Он возвел глаза к небесам и театрально вздохнул. В выражении его лица появилось что-то дьявольское, что-то неуловимо порочное.
– Телесные наказания?
– О нет, что вы. Для этого они были слишком интеллигентны.
– В вашем голосе слышится сожаление.
– Потому что теперь, по прошествии многих лет, я смотрю на это несколько иначе.
– Что вы имеете в виду?
– То, что многие из моих поступков действительно заслуживали наказания. И лет до восьми или девяти такая перспектива казалась мне весьма устрашающей, хотя и не могла заставить меня всерьез пересмотреть свое поведение. Я всегда был, как выражалась моя бабка, строптивым мальчишкой.
– Вы этим гордитесь?
– Сейчас уже в меньшей степени, чем тогда.
– Что же заставляло вас опасаться наказания, которое, как вы сами только что признались, так ни разу и не последовало?
– Рассказы приятелей, разумеется. Менее изнеженных и избалованных мальчишек, чем я.
– Слушая их, вы не испытывали возбуждения?
– Сексуального? Подобного тому, какое испытывал старина Руссо? – Он слегка оскалился, на долю секунды вновь сделавшись похожим на голодного волка... или на вервольфа. – Нет. В то время еще нет. Я на полном серьезе побаивался, потому что не знал, как в этом случае следует себя вести: в чем каяться, что обещать, словом, к какой прибегнуть лжи, – ведь в любом случае я не собирался становиться другим. Даже под угрозой самого сурового наказания.
– Вы много думали об этом?
– Не слишком. Гораздо больше меня интересовали другие вещи: загадка притягательности всех без исключения существ противоположного пола, даже самых вредных и капризных; ночная возня родителей в спальне за стеной... Зачем им вообще такая громадная общая кровать? И почему это им позволено спать вместе, а нам с сестрой нет? Почему, когда Ольге становится страшно после просмотра какого-нибудь телефильма и она в ночной рубашке забирается ко мне в постель, нас тут же с криками разгоняют по местам? «Как не стыдно!» – слышали мы в такие минуты от бабки и от матери. А чего нам следовало стыдиться?

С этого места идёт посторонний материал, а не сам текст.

PR #202, opened 2018-03-28
AccessControl: Make Identity server load from environment settings

joeskeen:
... also allow for 'user' environment which is excluded from source control

In order to test, we have set up Fabric Identity and Auth on the AtlasDemo server our team uses.  This change allows developers to create their own environment file, `environment.user.ts`, which contains user-specific settings to use for testing without having those changes be accidentally committed to source control.  For example, my `environment.user.ts` file looks like this:

```ts
import { Environment, defaultEnvironment } from './environment.default';

export const environment = Object.assign<Environment, Partial<Environment>>(defaultEnvironment, {
  fabricAuthApiUri: 'https://atlasdemo.hqcatalyst.local/Authorization',
  fabricIdentityApiUri: 'https://atlasdemo.hqcatalyst.local/Identity',
  fabricExternalIdPSearchApiUri: 'https://atlasdemo.hqcatalyst.local/IdentityProviderSearchService',
});

```

I can build / serve the project with my custom environment by passing `--env=user` to the Angular CLI.

Also, as part of this, I made a default settings file, so each environment only needs to specify which default settings they are overriding, preventing environment files from getting out of sync when new settings are added, renamed, or removed (TS will alert you in those cases).


kpaul:
Good idea!

PR #210, opened 2018-04-03
updates to run karma tests with phantomjs

kpaul:


Fabric.Authorization.AccessControl/karma.conf.js
```diff
@@ -27,7 +28,7 @@ module.exports = function (config) {
     colors: true,
     logLevel: config.LOG_INFO,
     autoWatch: true,
-    browsers: ['Chrome'],
+    browsers: [ 'Chrome', 'PhantomJS' ],
```
joeskeen: PhantomJS has been deprecated in favor of HeadlessChrome.  Is there a particular reason you want to use PhantomJS?

kpaul: No particular reason, and I would be happy to avoid using it. When I was searching around for running karma tests in VSTS builds everything I saw referenced PhantomJS. I will look into HeadlessChrome

joeskeen: I believe we have gotten it working in VSTS Hosted agents for Atlas.  Let me check out what we're doing and I we can talk.

kpaul:
merging with changes to use chrome headless. i need to update the build to install some dependencies to get it loaded on linux and i want to be able to kick off builds manually to test which i cannot do from here.

PR #213, opened 2018-04-03
add headless chrome flags

kpaul:


Fabric.Authorization.AccessControl/karma.conf.js
```diff
@@ -30,6 +30,18 @@ module.exports = function (config) {
     logLevel: config.LOG_INFO,
     autoWatch: true,
     browsers: [ 'Chrome', 'ChromeHeadless'],
-    singleRun: false
+    singleRun: false,
```
joeskeen: you are passing single run on the script that runs in CI, right?

kpaul: yes

PR #215, opened 2018-04-03
combine member add and edit

benjanderson:


Fabric.Authorization.AccessControl/src/app/modules/access-control/member/member.component.html
```diff
@@ -3,12 +3,12 @@ <h3 class="h3">
     <span>Name (as it appears in directory)</span>
   </h3>
   <div hcInputIcon>
-    <input hc-input class="hc-input" (keyup)="searchText.next($event.target.value)">
+    <input hc-input class="hc-input" (keyup)="searchTextSubject.next($event.target.value)" [(ngModel)]="subjectId" [readOnly]="editMode">
```
joeskeen: Would it better to not have it be an input, perhaps a title or label instead when editing?  The presence of a disabled input box can make the user think they either don't have permission to the box or that they need to do something to enable it.  As you will never have it enabled for an existing user record, IMHO it makes sense to not have an input box at all when `editMode`

Fabric.Authorization.AccessControl/src/app/modules/access-control/member/member.component.ts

– В семилетнем возрасте вы уже задумывались о таких вещах?
– Конечно. А вы?
– Речь не обо мне, Грэм.
– Прошу прощения. Только не говорите мне про трансфер и тому подобную чепуху. Мне все равно не удастся забыть о том, что я мужчина, а вы женщина. Более того, я готов признаться прямо сейчас, что считаю вас очень интересной женщиной. Надеюсь, вы не расцениваете это как личное оскорбление?
Рита спокойно встретила его взгляд. О, как же это было непросто! Глаза визионера... Тот, кто сказал, что глаза – это зеркало души, никогда не встречал человека с глазами Грэма Мастерса.